Not what i saw, i saw a "helper" doing his job. And as the video continues the next time the dog comes even with more power but not dirty. I didn't see him get pissed but saw him show the dog what was agreeable. But like many things, we can look at this exact same and have multiple reasons why and how and this and that. 

You don't however know the background and know what the helper was asked to do. You see the handler was very ok with it and had no issue.


----------



## Anthony Taylor

Alice Bezemer said:


> We are not talking about how the decoy helps a dog or builds him up. Every decoy should help and build up the dog to the best of his ability. The decoy is the one in the suit who can feel the pressure of the dogs bite and the lack there off...
> 
> The thing that is not allowed however is the decoy taking matters into his own hands when it comes to correcting the dog in any manner that is physical. It is only allowed if such a thing is agreed upon in advance. it is not something that should come out of the blue for dog and handler just because the decoy had a moment of insight that makes him feel he knows best. Sure, he might have known better then the trainer but still its a no no situation.
> 
> The handler knows its own dog and mostly always has a plan in mind for a particular dog. The helper is there to HELP and not to correct the dog unless expressly asked to do so in advance.
> 
> People should remember that one small mistake from either side is not the end of the world a and it can be easily fixed with restarting the exercise and finishing it as it should be finished. There is no exercise out there that can not be discused in advance of starting it a and most important of all, there is no need to work off leash constantly or working at a distance often. Why would you work off leash or at a distance often if you can be there to control your dog and to ensure all goes well which in turn prevents the helper of putting hands on your dog and also ensures you can build up and reward the dog often?
> 
> Long work, distance and off leash is fine to do. With our dogs we worked off leash and at a distance maybe once a week, the other trainings were on leash and close up.... I realise its great to see your dog go the distance each and every time but where is your control? Stick with short work... it prevents issues arising, it builds the dog up, it lets you correct and reward quickly....
> 
> "Just because the dog can work long dunnae mean you always should." If he does well in long work then be happy about it, do it every so often but other from that, stick to working short and on a leash or very thin line... There is nothing better then being able to control your dog and rewarding it knowing that you are also cutting out a risk factor.
> 
> JMO


But the thing is, no one knows what the helper and the person in the video discussed or needed to discuss. How do you know this not the normal helper for this dog. It looked to me like the hits were not crazy and over the top but put the dog who could have been blocked into a different state. It looked to me like the dog got eve more powerful and more speed. 
Of course we don't want a helper correcting our dogs but i do what a helper dog his/her job. And this is part of it to me. If my dog cant shake a hit on the head off, then that dog doesn't deserve to be on the field and we'll do agility or something. 
Again, you need a good and experienced helper......JMO


----------



## susan tuck

Disclaimer: I recognize what I'm saying is only based on this one video, so without being able to understand what he's saying (wish someone would translate) and without knowing the history I make the following observations:

Some young helpers are really into the whip, they need to learn to work a dog without a stick first. This may be the case with this guy.

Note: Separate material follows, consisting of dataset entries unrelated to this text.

PR #1450, opened 2017-10-18
chore(theme): Add mdc-theme-prop-value function

acdvorak:
This will unfortunately make search/replace of the `mdc-theme-prop` mixin more difficult, because the mixin name is now a prefix of the function name, but `mdc-theme-prop-value` feels like the most natural name for this function.


packages/mdc-theme/_variables.scss
```diff
@@ -140,3 +140,22 @@ $mdc-theme-property-values: (
...
+//
+// This is mainly useful in situations where `mdc-theme-prop` cannot be used directly (e.g., `box-shadow`).
+//
+// Examples:
+//
+// 1. mdc-theme-prop-value(primary) => "#3f51b5"
+// 2. mdc-theme-prop-value(blue) => "blue"
+//
+// NOTE: This function must be defined in _variables.scss instead of _functions.scss to avoid circular imports.
+@function mdc-theme-prop-value($property) {
```
kfranqueiro: Should we make this mirror the functionality of mdc-theme-prop where it checks if it's a color and treats that as a passthrough, otherwise it checks the map and will actively cause an error if the key doesn't exist? I'm a bit concerned this could lead to silent failures as written.

Also, I guess there's no reasonable way for us to factor CSS custom properties into this function; maybe we should also note that as a difference between this and the mixin?

acdvorak: Done. Good call!

PR #1452, opened 2017-10-19
feat(ripple): Add new simpler/smaller mixins and remove unused CSS vars

### LINKED ISSUE #1433: Add new ripple mixins (and docs) to mdc-ripple, without removing old ones
- [ ] mdc-ripple-surface
- [ ] mdc-ripple-color($color, $opacity)
- [ ] mdc-ripple-radius($radius)

kfranqueiro:
Currently the existing mixins are left intact; I'll remove them after updating all other packages to use the new ones.

Resolves #1433


packages/mdc-ripple/mdc-ripple.scss
```diff
@@ -17,13 +17,14 @@
...
+@import "./variables";
 
 // postcss-bem-linter: define ripple-surface
 
 .mdc-ripple-surface {
-  @include mdc-ripple-base;
-  @include mdc-ripple-bg((pseudo: "::before"));
-  @include mdc-ripple-fg((pseudo: "::after"));
+  @include mdc-ripple-surface;
+  @include mdc-ripple-color;
```
lynnjepsen: So you have to include mdc-ripple-color and mdc-ripple-radius even if your color is default and your radius is default? (Actually, is there a default radius?)

packages/mdc-ripple/_mixins.scss
```diff
@@ -241,6 +243,142 @@
...
+    // Assume $color is a theme property name
+    $theme-value: map-get($mdc-theme-property-values, $color);
+    $css-var: var(--mdc-theme-#{$color}, $theme-value);
+
+    background-color: rgba($theme-value, $opacity);
+
+    // See: https://drafts.csswg.org/css-color/#modifying-colors
+    // While this is currently unsupported as of now, it will begin to work by default as browsers
+    // begin to implement the CSS 4 color spec.
+    @supports (background-color: color(green a(10%))) {
```
lynnjepsen: mmmm...this might be outside the scope of this PR...but could we just remove the @supports? It's odd we use this technology before it is supported across all our supported browsers

packages/mdc-ripple/_mixins.scss
```diff
@@ -241,6 +243,142 @@
...
+    opacity: 0;
+  }
+
+  // Note: when :active is applied, :focus is already applied, which will effectively double the effect.
+  &:not(.mdc-ripple-upgraded) {
+    &:hover::before,
+    &:focus::before,
+    &:active::after {
+      transition-duration: 85ms;
+      opacity: .6;
```
lynnjepsen: should this reference the $opacity value? or no?

packages/mdc-ripple/_mixins.scss
```diff
@@ -241,6 +243,142 @@
...
+    }
+  }
+
+  &.mdc-ripple-upgraded--background-focused::before {
```
lynnjepsen: why included this code in the `mdc-ripple-color` mixin? It kinda seems like its a hardcoded aspect of MDC Ripple Surface. Could you move it to `mdc-ripple-surface`?

Same question for the stuff below.

packages/mdc-ripple/_mixins.scss
```diff
@@ -241,6 +243,142 @@
...
+    top: var(--mdc-ripple-top, calc(50% - #{$radius / 2}));
+    left: var(--mdc-ripple-left, calc(50% - #{$radius / 2}));
+    width: var(--mdc-ripple-fg-size, $radius);
+    height: var(--mdc-ripple-fg-size, $radius);
+    transform: scale(var(--mdc-ripple-fg-scale, 0));
+  }
+
+  // Foreground ripple styles
+  &.mdc-ripple-upgraded::after {
+    top: 0;
```
lynnjepsen: if top and left is hardcoded to 0, should this be moved to the `mdc-ripple-surface` mixin?

packages/mdc-ripple/_mixins.scss
```diff
@@ -241,6 +243,142 @@
...
+  }
+
+  &.mdc-ripple-upgraded--foreground-deactivation::after {
+    animation: 83ms mdc-ripple-fg-opacity-out;
+    // Retain transform from mdc-ripple-fg-radius-in activation
+    transform: translate(var(--mdc-ripple-fg-translate-end, 0)) scale(var(--mdc-ripple-fg-scale, 1));
+  }
+}
+
+@mixin mdc-ripple-radius($radius: 100%) {
```
lynnjepsen: Gah I really like this mixin. It makes it so much more obvious all the element we need to keep in sync when we change the ripple radius.

packages/mdc-ripple/_mixins.scss
kfranqueiro: I definitely had thoughts of eliminating this, but I also thought it might make sense for me to evaluate this later with work on states, because I'm wondering if there's even a convincing reason for us to be using RGBA colors rather than relying more directly on the opacity property, which would also make this completely moot.

packages/mdc-ripple/_mixins.scss
kfranqueiro: I planned to look at this later with work on states, since I'll need to validate all of the opacity values then. It's not yet clear to me why this value is currently what it is for the CSS-only ripple.

packages/mdc-ripple/_mixins.scss
kfranqueiro: This was already part of the existing -bg and -fg mixins, and after the hitches that Yiran ran into needing to redundantly @include mdc-ripple-base due to opacity styles there, I wanted to avoid any more issues like that.

It is possible you're right, but I think some of this deserves a later sweep after we're sure that states behavior works as we want it.

packages/mdc-ripple/_mixins.scss
kfranqueiro: Yeah... it also made it clear to me that bounded/unbounded-specific styles aren't that huge, which is why I left that alone for now, but we can think about splitting that later.

packages/mdc-ripple/_mixins.scss
kfranqueiro: That might work, but it made more sense to me to put it here, juxtaposed against the unbounded styles below. If we were to split out bounded vs. unbounded styles, I think I'd want to keep these together.

There are definitely some things I'd like to ultimately see if I can move either into the surface mixin, or out of mixins entirely and just style once for all upgraded ripples.

packages/mdc-ripple/mdc-ripple.scss
kfranqueiro: Yeah, just like you had to always include -fg and -bg before.

And yes, there absolutely is a default radius (100%) - in fact, we _never_ customized this in our code prior to my realizing that checkbox and radio should have been doing so (they were manually overriding the exact styles involved rather than changing $radius in the ripple config).

PR #1453, opened 2017-10-19
fix(snackbar): Incorrect width using border-box

### LINKED ISSUE #1440: Snackbar incorrect rendering with border-box

0.23
(as on https://material-components-web.appspot.com, but I'm not sure since 0.23 was just released)

Chrome 62

`Mozilla/5.0 (Windows NT 10.0; Win64; x64) AppleWebKit/537.36 (KHTML, like Gecko) Chrome/62.0.3202.62 Safari/537.36`

### What OS are you using?

- Windows 10 RS3  10.0.16299.19
- Android 7.1.2

1. Open https://material-components-web.appspot.com/snackbar.html
2. In the inspector, switch the device size emulator to a phone, e.g. iPhone 6. Or simply hook up an Android phone in the remote inspector.
3. In the inspector, add the following custom css:
```css
* {
    box-sizing: border-box;
}
```
3. Click "SHOW" to show a snackbar.

A snackbar shows up, filling the whole width of the screen.
(I have changed to the dark theme to make it more clear)

material-components-web appspot com_snackbar html iphone 6 3

A snackbar shows up, leaving its right side a margin.

material-components-web appspot com_snackbar html iphone 6 2

It seems the Snackbar component ( as well as some other components) are designed with `box-sizing: content-box;` in mind. 
However, in the case when `box-sizing: border-box;` is set globally ( which happens very often ), the box-sizing of the Snackbar gets overwritten easily.
Adding this css seems to address this problem, but can it be done more elegantly?
```css
.mdc-snackbar {
  box-sizing: content-box;
}
```

RobertSmits:
Resolves #1440


kfranqueiro:
I think this also actually makes the snackbar adhere more accurately to the spec RE min/max width as well. Thanks!

PR #1457, opened 2017-10-20
fix(textfield): unwanted background color

Shyam-Chen:
Before:

After:


kfranqueiro:
The label's background color style is necessary in order to ensure that text doesn't clobber each other after you enter a value in the field.

Here's what it looks like now:

image

Here's what happens without that style:

image

So right now you should actually change both of those background colors together. Eventually we'll refactor textfield's styles into Sass mixins that will make this easier.

PR #1465, opened 2017-10-23
docs(dialog): Update README wording RE scrollable dialogs

### LINKED ISSUE #1442: Dialog body style guide (scrollable)
What is the reason for having a scrollable and a not scrollable Dialog body? And then the Dialog body height is set to a very small 195px on scrollable body and has overflow: scroll so the scrollbar is always visible, even if the content does not use all the space.
Would it not make more sense to make it dynamic? e.g. Dialog body is filling the screen until a certain % and after that, the body will scroll. 
Also liked that the dialog of MDL got to fullscreen on mobile (just don't forget to add a close / cancel button :-) )

kfranqueiro:
Resolves #1442 by clarifying docs.


bwobrien:
LGTM

kfranqueiro:
Pinging @googlebot to attempt to get CLA check to go through...

PR #1479, opened 2017-10-24
feat(theme): rename all color_palette instances

bonniezhou:
Rename to `color-palette` for consistency with all other SCSS files


bonniezhou:
BREAKING CHANGE: `_color_palette.scss` has been renamed to `_color-palette.scss` in mdc-theme

bonniezhou:
Added @google.com email (with CLA) for commits

PR #1481, opened 2017-10-25
feat(theme): Allow overriding of text themes

gline9:
When theme colors are very close to the border of light vs dark theme, the chosen text color can be different that what you want. Currently there is no way to change which text theme was chosen for a particular color. This can be accomplished by adding the !default tag to the chosen theme and allowing the variable to be overridden similarly to how the theme colors can be.


gline9:
I signed it!

PR #1485, opened 2017-10-25
feat(text-field): rename textfield to text-field

bonniezhou:
Fixes https://github.com/material-components/material-components-web/issues/1445


demos/text-field.html
```diff
@@ -136,28 +136,28 @@
...
         </div>
-        <p class="mdc-textfield-helptext mdc-textfield-helptext--persistent mdc-textfield-helptext--validation-msg"
+        <p class="mdc-text-field-helptext mdc-text-field-helptext--persistent mdc-text-field-helptext--validation-msg"
            id="pw-validation-msg">
           Must be at least 8 characters long
         </p>
       </section>
       <section class="example">
-        <h2>Textfield box</h2>
+        <h2>TextField box</h2>
```
kfranqueiro: Should we be referring to this as "Text field" in docs, to match the [guidelines](https://material.io/guidelines/components/text-fields.html)?

packages/mdc-textfield/adapter.js
```diff
@@ -28,16 +28,16 @@
 let NativeInputType;
 
 /**
- * Adapter for MDC Textfield.
+ * Adapter for MDC TextField.
```
kfranqueiro: If other adapters are any indication, we should use "Text Field" here and L34 (like "Form Field" and "Simple Menu" in their respective adapters).

packages/mdc-textfield/foundation.js
```diff
@@ -127,7 +127,7 @@ class MDCTextfieldFoundation extends MDCFoundation {
   }
 
   /**
-   * Handles all user interactions with the Textfield.
+   * Handles all user interactions with the TextField.
```
kfranqueiro: "Text Field" instead of "TextField" in method comments in this file too.

packages/mdc-textfield/index.js
```diff
@@ -85,39 +85,39 @@ class MDCTextfield extends MDCComponent {
   }
 
   /**
-   * Initiliazes the Textfield's internal state based on the environment's
+   * Initiliazes the TextField's internal state based on the environment's
```
kfranqueiro: "Text Field" in these comments as well.

While we're here, there's a typo (Initializes)

packages/mdc-textfield/package.json
```diff
@@ -6,7 +6,7 @@
   "keywords": [
     "material components",
     "material design",
-    "textfield"
+    "text field"
```
kfranqueiro: Nice catch 👍

acdvorak: We probably want both "textfield" and "text field"

demos/text-field.html
```diff
@@ -136,28 +136,28 @@
...
         </div>
-        <p class="mdc-textfield-helptext mdc-textfield-helptext--persistent mdc-textfield-helptext--validation-msg"
+        <p class="mdc-text-field-helptext mdc-text-field-helptext--persistent mdc-text-field-helptext--validation-msg"
            id="pw-validation-msg">
           Must be at least 8 characters long
         </p>
       </section>
       <section class="example">
-        <h2>Textfield box</h2>
+        <h2>Text field box</h2>
```
kfranqueiro: Nit: Capital F in Field, since all the other headings on this page do that

packages/mdc-textfield/constants.js
```diff
@@ -1,5 +1,4 @@
 /**
- * @license
```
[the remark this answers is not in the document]
bonniezhou: Oops, bad merge?

j-o-d-o:
I guess this change is for consistency (e.g. form-field). But shouldn't the folder then also be renamed to mdc-text-field?

bonniezhou:
The package name can't be changed because if it does, then anyone who lists it as a dependency won't receive updates for this package any more.

j-o-d-o:
You could mark it as deprecated:

`>> npm deprecate @material/textfield@"< latest-version" "This package was renamed to @material/text-field"`

PR #1487, opened 2017-10-26
fix(button): Button Size Is Incorrect

### LINKED ISSUE #1483: Dialog Button Size Incorrect
**What MDC-Web Version are you using?**
Online dialog example: https://material-components-web.appspot.com/dialog.html 

**What browser(s) is this bug affecting?**
All

**What are the steps to reproduce the bug?**
1. Review link: https://material-components-web.appspot.com/dialog.html 
2. Inspect dialog buttons
3. .mdc-button is using min-width: 88px;

**What is the expected behavior?**
Dialog buttons have a min-width: 64px; See Material Design documentation for "Button width and padding" https://material.io/guidelines/components/dialogs.html#dialogs-specs 

screen shot 2017-10-25 at 8 19 49 am

touficbatache:
Fixes and closes #1483

### DIFF
--- a/.github/ISSUE_TEMPLATE.md
+++ b/.github/ISSUE_TEMPLATE.md
@@ -15,7 +15,7 @@ feature requests.
 If you'd like to work on a component, please ensure that you *submit an Engineering Outline before
 submitting a pull request*. You can read more about this in our [contributing docs](https://github.com/material-components/material-components-web/blob/master/CONTRIBUTING.md#building-components).
 
-MDC-Web is still under active development. You can see our current progress on [master](https://github.com/material-components/material-components-web/tree/master) as well as an overview of the direction we're headed in our [developer guide](https://github.com/material-components/material-components-web/blob/master/docs/DEVELOPER.md).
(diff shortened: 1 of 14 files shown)


touficbatache:
Yes, I saw that error on the guidelines page but the diagram is for the flat button. Should I change the `min-width` of all buttons in general or only the flat button's one?

touficbatache:
Changed the title as the fix is for the button in general and not only for the dialog one.

MeyerUX:
@kfranqueiro what's the process for the design team updating documentation? Do they do it on the fly, or during a release on: https://material.io/guidelines/material-design/whats-new.html ?

touficbatache:
Well, anyway they _should_ do it on the fly...

touficbatache:
Well, anyway they _should_ do it on the fly...

MeyerUX:
@touficbatache agreed, but also making sure we have a good way to track documentation updates. Which right now it looks like the "what's new" is only tracking major releases. This button change would be a big nice-to-know for the guideline side.

PR #1508, opened 2017-10-30
chore: Update eslint to 4.10 and fix lint error

kfranqueiro:
h/t @touficbatache for flagging this in #1487

### DIFF
--- a/package-lock.json
+++ b/package-lock.json
@@ -3454,20 +3454,20 @@
       }
     },
     "eslint": {
-      "version": "4.3.0",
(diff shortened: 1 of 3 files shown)


touficbatache:
Hahaha, that's why it was complaining! I was searching for code error but couldn't find any! 😂

kfranqueiro:
I'm pretty sure the lint error was caused by fixes in eslint 4.10, which was only released 3 days ago.

(This is why package-lock is a thing, but Travis is running with npm 4 at the moment, which doesn't know that package-lock exists...)

touficbatache:
Oh okay, thanks for the explanation.

PR #1511, opened 2017-10-31
Update Readme.md

Chinoms:
I think it should be "Material Components for the web (MDC-Web) helps" and not ". . . help". This is because Material Components for the web (MDC-Web) is the name of a collection and therefore, is a collective singular noun even though it appears to be plural.  As an example, you wouldn't say "The Chinese Association of Monks help people in their community." You'd rather say "The Chinese Association of Monks helps people in their community."

### DIFF
--- a/README.md
+++ b/README.md
@@ -4,7 +4,7 @@
 
 # Material Components for the web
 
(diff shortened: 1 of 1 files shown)


Chinoms:
Hello.
I've signed it.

I would have liked to see what led to this problem, as I think the helper has bad timing in that he's not always correct in the blind when the dog comes around. He should already be passive, as he is the first time the dog is sent when she's dirty. 

First time she's sent, helper is correct and dog is dirty.

Watch when the dog is sent at 3.40 helper is correct and passive, dog is not dirty. 

BUT the 2nd time and at 5:07 and at 7:55 the helper is not correct. I understand making attraction, but the helper needs to be in position and passive by the time the dog comes around the blind. Does he think that just because he is in the blind when the dog comes around the blind the dog is not supposed to grip? Attraction is attraction, no matter whether in the blind or the open field. So if the helper is not passive in the blind by the time the dog comes around, if he's still backing up wiggling around and waving his whip, he's making attraction, the dog is going to grip, that's what the dog is supposed to do, so then she's being corrected by the helper for nothing.

So that's why I wonder what has led up to this problem with this dog.


----------



## susan tuck

Same helper different dog different handler.

http://youtu.be/oIEo73mWEWw

First time sent into the blind dog is dirty...after seeing the previous video, it doesn't really surprise me. Next time sent into the blind dog is not dirty but if the helper so much as leans forward the dog backs up, I think this helper is teaching dogs that no matter what he does, only come for the grip if he raises the sleeve, which I think is wrong, but to each his own. 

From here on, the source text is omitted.